General information
- Type: Training sailplane
- National origin: India
- Manufacturer: Veegal Engines and Engineering/Hindustan Aeronautics Limited
- Designer: S Ramamritham
- Number built: 107

History
- First flight: 10 May 1961

= Civil Aviation Department RG-1 Rohini =

The Civil Aviation Department RG-1 Rohini (Literally means Tropic Bird) is an Indian two-seat training sailplane of the 1960s. A high-winged wooden monoplane, with side-by-side seating;at least 107 were built.

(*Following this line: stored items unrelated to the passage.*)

PR #346, opened 2023-07-22
Drop smart_proxy_dynflow PR test

ehelms:
I was reviewing https://github.com/theforeman/smart_proxy_dynflow/pull/123 and noticed at this point the smart_proxy_dynflow repository runs the same set of tests in Github Actions and Jenkins. I feel we can drop this duplication in Jenkins.

### DIFF
--- a/theforeman.org/yaml/jobs/smart-proxy-plugin.yaml
+++ b/theforeman.org/yaml/jobs/smart-proxy-plugin.yaml
@@ -45,7 +45,6 @@
       - dns_infoblox
       - discovery:
           branch: develop # have to be the special child
-      - dynflow
       - monitoring
       - omaha
       - openscap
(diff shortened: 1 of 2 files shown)


ehelms:
@ekohl @evgeni Any objections to this change you can think of?

ekohl:
The only thing I can think of is the weekly test we now run, but I'm not sure that adds any real value right now. https://ci.theforeman.org/job/smart-proxy-dynflow-test/

ehelms:
I'm not convinced it does either, and it has low visibility. We could opt to run the Github Actions on a schedule if we wanted to achieve this same idea.

ehelms:
Added a drop for the weekly test

ehelms:
@ekohl give this another look?

ekohl (approved):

==Development and design==

The Technical Centre of the Indian Civil Aviation Department is its research and development arm, and started design and production of sailplanes in 1950. In the early 1960s S Ramamritham designed a two-seat training sailplane, the RG-1 Rohini, the first of four prototypes flying on 10 May 1961. The Rohini is a monoplane of wooden construction, with a braced high wing and a low mounted tail positioned forward of the fin. Its crew of two sit side by side in an open cockpit, while the aircraft's undercarriage consists of a single unsprung wheel under the fuselage, with skids under the nose and tail.

A total of 17 Rohinis were built by Veegal Engines and Engineering of Calcutta, with Hindustan Aeronautics Limited building a further 86 RG-1s by 1971.